• [Work to complete]: Below are the records; locate each line with the word "pull" and copy it.

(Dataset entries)
◆ ◆ ◆ ◆ ◆ ◆ ◆
PR #1082, opened 2024-10-10
Remove SOCA internal variable names 

travissluka:
## Description

This PR removes the field variable names internal to SOCA, and instead adopts the proper model interface names throughout the code.

For example, the temperature field uses three different variable names depending on where it is in the code:
- file IO: `Temp`
- soca internal: `tocn`
- model interface: `sea_water_potential_temperature`

`tocn` is now removed. This was done for all variables. 

> [!NOTE] 
> The model interface variable names were not changed (with the exception of `mld`) because the official CCPP names we want to adopt do not exist yet for most of the ocean variables (with the exception of `mld`, which I've changed to the CCPP standard `ocean_mixed_layer_thickness`)

## Why?
this will make future developments in SABER and VADER easier. For example, this PR (https://github.com/JCSDA-internal/vader/pull/208) has been languishing but should be easier to adopt within soca after this PR (In short, it's hard to use vader with soca the way it is right now because vader recipes require the ingredients fields to have specific names, but within soca I would have to first copy all those variables over before calling vader. The linear variable change was even more annoying because I would have to then do it again in the other direction. It was a mess)

This might also make refactoring ice variable transforms easier, as well as future re-implementation of the u/v destaggering and rotating

## Impact
File IO will still be the same, so the only places you should need to make any changes:
- Any soca variable in a yaml will have to change its name. See the tests here and the new `test/Data/fields_metadata.yml` file.
- saber: diffusion is unaffected, there _might_ be impacts to variable names in bump files (though I'm not sure, I don't use bump anymore)
- saber: if you're using the stddev saber block you might have to rename the variables in the file

## Testing
I made sure that the ctest reference answers did not change, with the exception of the state test (the analytic state random values depend on the variable name, which of course changed).

- [x] ctests pass
- [ ] update skylab
- [ ] update soca-science
- [x] Tell @guillaumevernieres and @Dooruk that that'll need to update their config files.

build-group=https://github.com/JCSDA-internal/coupling/pull/48


kbhargava:
quick couple questions: 
1. for the purpose of this PR are we ignoring anything that goes into the mysterious MLBalance stuff?
2. Do we plan on keeping older variables like tocn when they are refrenced by other variables/routines for example, `tocn_b` and so on and `soca_bkgerrgodas_tocn` I mean otherwise it would just be so looong.

travissluka:
> quick couple questions:
> 
> 1. for the purpose of this PR are we ignoring anything that goes into the mysterious MLBalance stuff?

The CI tests do not run `MLBalance`, and I'm not setup on my machine to run those tests either, so I'm not touching that code for now.

> 2. Do we plan on keeping older variables like tocn when they are refrenced by other variables/routines for example, `tocn_b` and so on and `soca_bkgerrgodas_tocn` I mean otherwise it would just be so looong.

just the variable names of the atlas fields are changing.

test/Data/fields_metadata.yml
```diff
@@ -19,143 +18,123 @@
...
+- name: sea_ice_category_thickness
   io file: ice
   io name: hicen
   property: positive_definite
 
-- name: cicen
-  getval name: sea_ice_category_area_fraction
-  getval name surface: sea_ice_area_fraction     # note: not accurate, should be "sum" not "surface"
+- name: sea_ice_category_area_fraction
+  name surface: sea_ice_area_fraction     # note: not accurate, should be "sum" not "surface"
```
guillaumevernieres, line 67: outdated comment

test/testref/convertincrement.test
```diff
@@ -1,20 +1,18 @@
...
+Trajectory state:
   Valid time: 2018-04-15T00:00:00Z
     ssh   min=-1.9244847628277935   max=0.9272826517867588   mean=-0.2767903423591662
    tocn   min=-1.8883899372702533   max=31.7004645720658580   mean=6.0175649583533595
    socn   min=10.7210460395083924   max=40.4416591897031168   mean=34.5443897261524953
    hocn   min=0.0009999999999977   max=1345.6400000000003274   mean=128.6280642065023017
 layer_depth   min=2.2854716757984130   max=5658.3057467114012979   mean=1200.5229536158392420
     mld   min=2.2854716757984130   max=4593.1533423819937525   mean=192.4109073940401515
-Output increment: 
+Output increment:
```
guillaumevernieres, line 14: why no name change here?
Also, unrelated to his PR, but we've got a nan in the reference output ... Oops.

src/soca/Fields/soca_fields_metadata_mod.F90
```diff
@@ -19,12 +19,11 @@ module soca_fields_metadata_mod
 !!
 !! Instances of these types are to be held by soca_fields_metadata
 type, public :: soca_field_metadata
-  character(len=:),  allocatable :: name     !< internal name used only by soca code
+  character(len=:),  allocatable :: name     !< name used by soca and JEDI
+  character(len=:),  allocatable :: name_surface  ! name used by UFO for the surface (if this is a 3D field)
```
◆ ◆ ◆ ◆ ◆ ◆ ◆
• [Solved problem]:
this will make future developments in SABER and VADER easier. For example, this PR (https://github.com/JCSDA-internal/vader/pull/208) has been languishing but should be easier to adopt within soca after this PR (In short, it's hard to use vader with soca the way it is right now because vader recipes require the ingredients fields to have specific names, but within soca I would have to first copy all those variables over before calling vader. The linear variable change was even more annoying because I would have to then do it again in the other direction. It was a mess)
build-group=https://github.com/JCSDA-internal/coupling/pull/48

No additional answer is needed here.